Enhancing Concept Through Existing Open-Source Representations
Based on the bubble chart concept in figure 5, we tried to find any matching visualizations within the D3 library. We adapted an interactive visualization contributed by the New York Times that shows what S&P 500 companies paid in corporate income taxes from 2007 to 2012, according to S&P Capital IQ. In order to accomplish the visualization, our UI engineering team adapted other concepts presented in the D3 gallery examples for a bubble chart and force-directed graphs to create the RS3-by-client. The UI engineering team used springs to pull the bubbles toward the vertical center of the chart, as well as toward their associated RS3 value on the horizontal axis.
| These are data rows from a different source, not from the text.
PR #43, opened 2022-09-07
feat: refactor inspectPlatformOperator code and test to be more extensible

tylerslaton:
Adding a small change that verifies the message we are putting out for aggregate CO's with `inspectPlatformOperator`. This also adds a new error that is wrappable.

This is a follow-up to https://github.com/openshift/platform-operators/pull/34#pullrequestreview-1098240110

### DIFF
--- a/internal/util/util.go
+++ b/internal/util/util.go
@@ -2,6 +2,7 @@ package util
 
 import (
 	"context"
+	"errors"
 	"fmt"
 	"os"
 
@@ -18,6 +19,8 @@ import (
 	platformv1alpha1 "github.com/openshift/api/platform/v1alpha1"
 	platformtypes "github.com/openshift/platform-operators/api/v1alpha1"
 )
+
+var ErrPlatformOperatorUnready = errors.New("platform operator unready")
 
 // GetPodNamespace checks whether the controller is running in a Pod vs.
 // being run locally by inspecting the namespace file that gets mounted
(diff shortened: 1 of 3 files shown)


internal/util/util.go
```diff
@@ -21,7 +22,8 @@ import (
 )
 
 var (
-	ShortRequeue = ctrl.Result{RequeueAfter: time.Second * 5}
+	ShortRequeue                 = ctrl.Result{RequeueAfter: time.Second * 5}
+	ErrorUnreadyPlatformOperator = errors.New("encountered an unready platform operator")
```
tylerslaton, line 26: This may be contentious, so let me know. Mainly adding it so that we can do `errors.Is()` in the unit tests.

exdx, line 26: I would simplify this to simply "platform operator unready"

internal/util/util.go
```diff
@@ -100,14 +102,14 @@ func InspectPlatformOperators(POList *platformv1alpha1.PlatformOperatorList) err
...
-		return buildPOFailureMessage(po.GetName(), applied.Reason)
+		return buildPOMessage(po.GetName(), applied.Reason)
 	}
 	return nil
 }
 
-func buildPOFailureMessage(name, reason string) error {
-	return fmt.Errorf("encountered the failing %s platform operator with reason %q", name, reason)
+func buildPOMessage(name, reason string) error {
+	return fmt.Errorf("%w: %s platform operator has a current reason of %v", ErrorUnreadyPlatformOperator, name, reason)
```
exdx, line 114: This seems a little awkward too. Maybe something like `platform operator is %s, reason` is more legible?

tylerslaton: Maybe we can agree on `%s platform operator has %v reason`?

exdx: I'd like @timflannagan to weigh in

This, combined with a separating force between bubbles as well as preventing overlap due to collision gave the appearance of a natural grouping of similar scoring bubbles.
The design was further enhanced through multiple iterations by our UI engineers considering implementation and usability constraints. Some of the major iterations were: (a) We revised the design to utilize more vertical space so users with different screen sizes can still see the same content since we believe vertical scrolling is more user-friendly than horizontal scrolling. (b) We addressed concerns such as scalability of vulnerability distribution bar chart and legibility for color blind users (Figure 6).
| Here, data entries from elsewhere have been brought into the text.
PR #44, opened 2022-09-07
noqe: Remove outdated POC code

timflannagan:
Move some of the unrelated changes in #41 outside of that PR. This removes some dead code that won't be used during phase 0. Removes the magiccatalog library as we're only sourcing from the redhat-operators catalog for 4.12, and upgrades aren't supported. Updates the "applied"-related status condition constants to "installed".


test/e2e/platform_operators_test.go
```diff
@@ -135,14 +59,14 @@ var _ = Describe("platform operators controller", func() {
...
+				Eventually(func() string {
 					bi := &rukpakv1alpha1.BundleDeployment{}
 					if err := c.Get(ctx, types.NamespacedName{Name: po.GetName()}, bi); err != nil {
-						return false
+						return ""
 					}
-					return bi.Spec.Template.Spec.Source.Image.Ref == "quay.io/operatorhubio/prometheus:v0.47.0"
-				}).Should(BeTrue())
+					return bi.Spec.Template.Spec.Source.Image.Ref
+				}).Should(ContainSubstring("registry.redhat.io/cert-manager/cert-manager-operator-bundle"))
```
timflannagan, line 69: I favored this approach to avoid test brittleness over time. There's no guarantee that the redhat-operators catalog won't change the highest semver bundle between patch versions, so this should be more resilient to those kinds of changes.

tylerslaton (approved):
/lgtm

PR #50, opened 2022-09-09
hack: Ensure the aggregate CO reports an Available=True condition

timflannagan:
Update the hack/apply-feature-gate.sh script, and ensure the aggregate platform operators ClusterOperator resource reports an available status.

Moving this out of the #23 PR.


timflannagan:
This is a no-op. Adding the required labels.

/label px-approved
/label docs-approved
/label qe-approved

Figure 6: Vulnerability Distribution with RS3 Dial
Seeing All Through a Bird’s Eye View
The final bubble chart visualization (Figure 7) allows the 125 sample clients and their values to be legibly displayed all at once. Users get a bird’s eye view of how the groups clustered within the five different security score categories from low to high (300 to 850) in red, orange, yellow, green, and blue. Groups with low RS3 (high-risk groups) can be easily identified as well as the groups with large numbers of assets.
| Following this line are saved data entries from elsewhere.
PR #53, opened 2022-09-09
controllers: Set Progressing=False during success states

timflannagan:
Moving this out of the #23 PR. This was needed as the aggregate CO was blocking cluster rollout despite reporting an Available=True condition when no POs had been installed.

### DIFF
--- a/controllers/aggregated_clusteroperator_controller.go
+++ b/controllers/aggregated_clusteroperator_controller.go
@@ -78,7 +78,7 @@ func (a *AggregatedClusterOperatorReconciler) Reconcile(ctx context.Context, req
 	if len(poList.Items) == 0 {
 		// No POs on cluster, everything is fine
 		coBuilder.WithAvailable(openshiftconfigv1.ConditionTrue, "No POs are present in the cluster", "NoPOsFound")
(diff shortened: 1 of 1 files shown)


timflannagan:

/label px-approved
/label docs-approved
/label qe-approved

controllers/aggregated_clusteroperator_controller.go
```diff
@@ -90,6 +90,7 @@ func (a *AggregatedClusterOperatorReconciler) Reconcile(ctx context.Context, req
 		return ctrl.Result{}, nil
 	}
 	coBuilder.WithAvailable(openshiftconfigv1.ConditionTrue, "All POs in a successful state", "POsHealthy")
+	coBuilder.WithProgressing(openshiftconfigv1.ConditionFalse, "All POs in a successful state")
```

Figure 7: Bubble Chart Visualization
Figure 8: Tier-2 Pop-Ups
To get the tier-2 statistics for each group, end users can hover their mouse over each bubble and see details within (figure 8). The tier-2 statistics details are client name, RS3 score, no. of assets and high-risk assets.
Unveiling Actionable Intelligence
To reveal actionable intelligence from the overall bubble chart view, we allow end users to access Top Risks view (figure 9). The Top Risks view is a more granular representation showing top 5 high-risk clients, top 5 vulnerable hosts, top 5 vulnerabilities, top 5 malware, top 5 exploits, and top 5 vulnerable web applications across all clients. Based on the end user’s access level, the user can quickly identify high-risk assets across multiple clients and take appropriate actions.
Figure 9: Top Risks
From figure 9, it can also be noted that the rudimentary list view representation of Top Risks (in figure 1) has been enhanced to the distributed bubble chart. The top 5 risk clients can easily be identified from the Top Risks view where the bubble chart is pre-filtered to display the top 5 risks.
As next steps, we are now working on representing client risk posture by industry domain. Further, we are exploring ways to compare tier-2 statistics (no. of high-risk assets, no. of high-risk web applications etc.) across high-risk clients using this bubble chart visualization, which is one of the limitations now.